**Exercise goal:** The required output is every entry below, copied exactly.
Supplied data section start
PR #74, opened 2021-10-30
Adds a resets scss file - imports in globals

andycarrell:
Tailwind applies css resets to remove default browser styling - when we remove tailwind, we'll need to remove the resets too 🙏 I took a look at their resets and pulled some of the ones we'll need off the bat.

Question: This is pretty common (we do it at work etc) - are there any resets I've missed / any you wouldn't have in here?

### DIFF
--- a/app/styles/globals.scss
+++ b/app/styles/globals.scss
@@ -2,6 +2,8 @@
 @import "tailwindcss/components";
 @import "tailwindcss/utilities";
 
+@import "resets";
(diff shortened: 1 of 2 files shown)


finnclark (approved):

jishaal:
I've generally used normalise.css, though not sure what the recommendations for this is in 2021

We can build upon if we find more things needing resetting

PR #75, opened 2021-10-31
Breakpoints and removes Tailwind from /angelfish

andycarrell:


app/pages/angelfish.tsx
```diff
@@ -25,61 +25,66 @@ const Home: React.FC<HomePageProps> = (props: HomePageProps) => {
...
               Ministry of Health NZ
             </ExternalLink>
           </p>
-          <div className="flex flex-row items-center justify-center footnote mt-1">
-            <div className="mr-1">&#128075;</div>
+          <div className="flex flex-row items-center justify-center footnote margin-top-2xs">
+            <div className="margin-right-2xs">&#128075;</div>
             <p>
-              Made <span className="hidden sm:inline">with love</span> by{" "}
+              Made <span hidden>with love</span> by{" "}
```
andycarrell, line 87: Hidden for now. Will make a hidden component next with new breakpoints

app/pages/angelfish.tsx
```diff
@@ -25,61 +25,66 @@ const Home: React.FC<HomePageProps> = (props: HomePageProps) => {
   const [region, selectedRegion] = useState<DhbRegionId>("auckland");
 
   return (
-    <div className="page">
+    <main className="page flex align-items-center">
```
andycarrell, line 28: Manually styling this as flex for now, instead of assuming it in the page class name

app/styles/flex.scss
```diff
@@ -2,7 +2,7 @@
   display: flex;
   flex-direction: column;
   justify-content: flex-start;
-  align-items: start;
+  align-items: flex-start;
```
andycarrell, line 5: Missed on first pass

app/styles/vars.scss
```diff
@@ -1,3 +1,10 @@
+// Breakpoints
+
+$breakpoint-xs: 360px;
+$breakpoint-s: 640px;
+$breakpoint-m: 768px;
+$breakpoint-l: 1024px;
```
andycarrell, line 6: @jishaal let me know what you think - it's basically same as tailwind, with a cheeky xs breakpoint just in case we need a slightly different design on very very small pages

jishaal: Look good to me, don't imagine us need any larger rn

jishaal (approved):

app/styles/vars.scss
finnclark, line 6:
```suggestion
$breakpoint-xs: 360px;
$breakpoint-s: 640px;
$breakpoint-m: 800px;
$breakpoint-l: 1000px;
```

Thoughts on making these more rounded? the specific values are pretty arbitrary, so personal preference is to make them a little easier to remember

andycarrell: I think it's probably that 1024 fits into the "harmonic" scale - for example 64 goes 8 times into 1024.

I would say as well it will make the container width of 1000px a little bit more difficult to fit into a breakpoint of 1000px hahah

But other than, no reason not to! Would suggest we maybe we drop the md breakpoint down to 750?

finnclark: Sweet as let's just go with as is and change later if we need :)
Supplied data section end
**Answer section:**
PR #74, opened 2021-10-30
Adds a resets scss file - imports in globals

andycarrell:
Tailwind applies css resets to remove default browser styling - when we remove tailwind, we'll need to remove the resets too 🙏 I took a look at their resets and pulled some of the ones we'll need off the bat.

Question: This is pretty common (we do it at work etc) - are there any resets I've missed / any you wouldn't have in here?

### DIFF
--- a/app/styles/globals.scss
+++ b/app/styles/globals.scss
@@ -2,6 +2,8 @@
 @import "tailwindcss/components";
 @import "tailwindcss/utilities";
 
+@import "resets";
(diff shortened: 1 of 2 files shown)


finnclark (approved):

jishaal:
I've generally used normalise.css, though not sure what the recommendations for this is in 2021

We can build upon if we find more things needing resetting

PR #75, opened 2021-10-31
Breakpoints and removes Tailwind from /angelfish

andycarrell:


app/pages/angelfish.tsx
```diff
@@ -25,61 +25,66 @@ const Home: React.FC<HomePageProps> = (props: HomePageProps) => {
...
               Ministry of Health NZ
             </ExternalLink>
           </p>
-          <div className="flex flex-row items-center justify-center footnote mt-1">
-            <div className="mr-1">&#128075;</div>
+          <div className="flex flex-row items-center justify-center footnote margin-top-2xs">
+            <div className="margin-right-2xs">&#128075;</div>
             <p>
-              Made <span className="hidden sm:inline">with love</span> by{" "}
+              Made <span hidden>with love</span> by{" "}
```
andycarrell, line 87: Hidden for now. Will make a hidden component next with new breakpoints

app/pages/angelfish.tsx
```diff
@@ -25,61 +25,66 @@ const Home: React.FC<HomePageProps> = (props: HomePageProps) => {
   const [region, selectedRegion] = useState<DhbRegionId>("auckland");
 
   return (
-    <div className="page">
+    <main className="page flex align-items-center">
```
andycarrell, line 28: Manually styling this as flex for now, instead of assuming it in the page class name

app/styles/flex.scss
```diff
@@ -2,7 +2,7 @@
   display: flex;
   flex-direction: column;
   justify-content: flex-start;
-  align-items: start;
+  align-items: flex-start;
```
andycarrell, line 5: Missed on first pass

app/styles/vars.scss
```diff
@@ -1,3 +1,10 @@
+// Breakpoints
+
+$breakpoint-xs: 360px;
+$breakpoint-s: 640px;
+$breakpoint-m: 768px;
+$breakpoint-l: 1024px;
```
andycarrell, line 6: @jishaal let me know what you think - it's basically same as tailwind, with a cheeky xs breakpoint just in case we need a slightly different design on very very small pages

jishaal: Look good to me, don't imagine us need any larger rn

jishaal (approved):

app/styles/vars.scss
finnclark, line 6:
```suggestion
$breakpoint-xs: 360px;
$breakpoint-s: 640px;
$breakpoint-m: 800px;
$breakpoint-l: 1000px;
```

Thoughts on making these more rounded? the specific values are pretty arbitrary, so personal preference is to make them a little easier to remember

andycarrell: I think it's probably that 1024 fits into the "harmonic" scale - for example 64 goes 8 times into 1024.

I would say as well it will make the container width of 1000px a little bit more difficult to fit into a breakpoint of 1000px hahah

But other than, no reason not to! Would suggest we maybe we drop the md breakpoint down to 750?

finnclark: Sweet as let's just go with as is and change later if we need :)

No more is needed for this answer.